Лёнчик не нравился руководителю, он понял это еще в прошлом году, на первом курсе. Что-то было в нем неприятное руководителю, откровенно досаждавшее, чуждое. И семинар почувствовал это и рвал сегодня Лёнчика, как голодная собачья стая истекающего кровью, раненого своего члена. Обсуждения на семинарах всегда проходили зло, никто не выходил с обсуждения без кровоподтеков, но Лёнчика просто рвали.
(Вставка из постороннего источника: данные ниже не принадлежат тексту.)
PR #361, opened 2022-02-05
Feature/jda v5

Tais993:
### This PR is still a draft, JDA v5 is still in alpha

I'll keep updating this PR, so when JDA v5 releases it can be as smooth as possible, and as fast as possible.
Since JDA v5 will add support for context menus, threads, autocomplete and a lot more this is really important for further development. A big example is our help-system, we can't switch to threads if JDA doesn't support it.
So once v5 releases we can jump on that as fast as possible.

For more info on what exactly is changing during JDA v5, join [JDA's Discord ](https://discord.gg/jda), and read the `jda5-changes` channel. I'll update this when a wiki article is created


Tais993:
ah fuck

PR #366, opened 2022-02-06
Added logger field

### LINKED ISSUE #365: Generation of logger inside methods
**Describe the bug**
`DatabaseProvider` generates new loggers inside its methods

**Expected behavior**
The logger should be put into a private static field called `logger`

**Additional context**
Occurences:
1) line 37
```java
catch (final SQLException e) {
            LoggerFactory.getLogger(DatabaseProvider.class)
                .error("Exception while creating Database.", e);
            throw new FatalBeanException("Could not create Database.", e);
        }
```
2) line 49
```java
catch (final IOException e) {
            LoggerFactory.getLogger(DatabaseProvider.class)
                .error("Exception while creating Database-Path.", e);
        }
```

java-coding-prodigy:
Fixes #365

### DIFF
--- a/logviewer/src/main/java/org/togetherjava/tjbot/logwatcher/Application.java
+++ b/logviewer/src/main/java/org/togetherjava/tjbot/logwatcher/Application.java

— Ну что же, Лёня, — проговорил руководитель, приступая к подведению итогов. — Досталось тебе сегодня. Смотри, как тебя твои товарищи разнесли. Обижаешься на них? Не обижайся. Будешь потом благодарить. Знаешь, почему будешь благодарить? — Он взял прислоненную к столу трость, с которой всегда появлялся в институте и которую явно носил для форсу, потому что никогда на нее не опирался, утвердил трость перед собой и, взявшись за шаровидный полированный набалдашник обеими руками, навалился на нее всем своим крупным, тяжелым телом. — Благодарить, Леня, будешь потому, что тебе сегодня мозги ставили на место. Мозги у тебя набекрень. Речь не о технике стиха — выставляешь ты арматуру наружу, и выставляй, твое дело, если тебе так нравится. И с иронией твоей — черт с ней. Речь, дорогой мой Леня, о том, как ты на мир глядишь. Каким его видишь. Вот «Песенку стрельцов» ту же взять, о которой столько сегодня говорили. С чего ты ее вдруг написал? Кто они, эти твои «вельможи» с «купцами»? А поп с кадилом? Я, знаешь, даже и не хочу в твоих ассоциациях разбираться. А уж «злобно родине служить» — вообще ни в какие ворота не лезет. «Родина» — и «злобно», как это сочетается?
— А почему вдруг нет? — раздался голос за спиной у Лёнчика. — Все зависит от задачи.
Голос был незнакомый. Лёнчик, сидевший на первом ряду, как то было положено тому, кого обсуждали, под носом у руководителя, обернулся. Неизвестному, перебившему руководителя, было лет тридцать, он имел непримечательное сероватое, такое, про которое говорят, землистое, слегка одутловатое лицо с кривовато-острым носом, маленькие глаза с опущенными вниз наружными углами смотрели с острой колючестью, остро, как у летучей мыши, торчали уши, обширная плешь на темени, слегка пушащаяся редкими волосами, сделалась уже почти лысиной, и в сочетании с дешевым и мятым темно-коричневым пиджаком он весь производил впечатление словно бы некой потертости . Неизвестный пришел в компании Жоры Бравина и до этого, за все два с половиной часа обсуждения, не произнес ни слова. В том числе и тогда, когда Жора бомбил Лёнчика, как американцы во Вторую мировую Дрезден. Жора вообще, в основном, на обсуждениях ругал. У него была поэма про отца, работавшего парторгом ЦК на какой-то стройке, чем автор очень гордился, невероятно пафосная, вся словно памятник Ленину на постаменте до облаков, руководитель всегда ставил ее в пример.